Some manifestos are works of literature, almost poetry. The painter RB Kitaj celebrated his Jewish heritage in a free-wheeling 2007 Second Diasporist Manifesto, while Takashi Murakami’s The Super Flat Manifesto decried the loss of authentic Japanese cultural identity after decades of Western influence, while also celebrating the fusion between cultures made possible by modern technology.
The film director Werner Herzog’s 1999 Lessons of Darkness is a typically brilliant, rambling, semi-coherent paean in praise of ‘poetic, ecstatic truth’.
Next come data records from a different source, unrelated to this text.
Issue #1752, opened 2018-08-26
Making joining event process more informative and intuitive


local-minimum:
Clicking the join-button should in the background create the placeholder game-post as it does now, but it should __not__ redirect you to that page since you most of the time won't have business there yet instead it should redirect you to an educational page on the event that explains the parts of the event, what they are for and what is expected of the user in each part.

When the user presses `Publish` on their game they should probably be redirected back to the same page to the heading of how the voting works.

Something along these lines for LD:

# Welcome to Ludum Dare `{number}`!

If this is your first time here. Please take your time reading through these instructions. It can be quite overwhelming the first time and it is very easy to miss important pieces. At least read this first section now and maybe come back later as the event progresses.

Ludum Dare is a game jam were thousands of people around the world make games either as teams or solo. It is a process that is spit into three main parts:

* __Theme selection__ which is optional but really good for hype. Together we come up with ideas, prune them and vote on which will become the theme. It is kind of customary that a large fraction of the participants will find the theme annoying, but that's part of the challenge.
* __Game making__ starts when Mike announces what is the theme for the event. You will have either 48 or 72 hours to make your game. Different rules apply, so check them before you you start.
* __Playing others' games, rating them and giving them good feedback__ is as important and mandatory as the making of games. This is a three weeks period during which we check out what others' made and help them grow and become better developers. _We expect __everyone__ to play and rate at least 20 games._

## I'm in post

A lot of people write a post when they join. Like you just did! They say that they will be partaking and usually list what tools and techniques they plan to use. Maybe they include a screenshot of where they'll be working, the pet that will be helping them... and so on.

If they plan to do the jam and have some own tools they're planning to use, this is a good time to share them since the rules stipulate that pre-made tools need to be publicly available. 

These posts can look a bit boring, but they also serve the purpose of orienting everyone in new tools that could be interesting to try out. Maybe you should try a new game engine?

## Theme selection

There are some general guiding principles about what is a good theme:

* It should not be hurtful or derogatory.
* It should be inspiring for everyone. This is a tricky thing since it means that the theme needs to work for those that want to work in VR, AR, mobile, 3D, 2D, text only, and audio only at the same time. In other words, most themes that restrict or describe mechanics are highly problematic.
* It should also be fun to play 20 games, preferably a lot more than 20. If the theme only have one very narrow interpretation that makes the vast majority of all submissions play very similarly, the voting period becomes quite tedious.
[...]

PR #1765, opened 2018-09-03
Join redirects to welcome (based on event node meta)

local-minimum:
If the you click join event and then the create game button and the event your game/item is created for  has a meta `event-join-page`, then instead of redirect to edit of your game you get redirected to that page. So my suggestion is copying the text of #1752 into a page named `Welcome` having `ludum-dare`-group as parent. Then make a meta between next LD event and that page.


local-minimum:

These 100 manifestoes, selected and edited by Danchev, Professor of International Relations at the University of Nottingham, provide an insight not only into the great art movements of the 20th century, but also into the relationship between culture and politics.
Danchev is to be praised for including in his compilation a range of South and Central American writers and artists, and the publishers, Penguin Modern Classics, are to be praised for the ring-binding, that both makes the book easy to read, while also evoking a vanished era of Roneographs and pamphlets fluttering from windows down into crowded streets.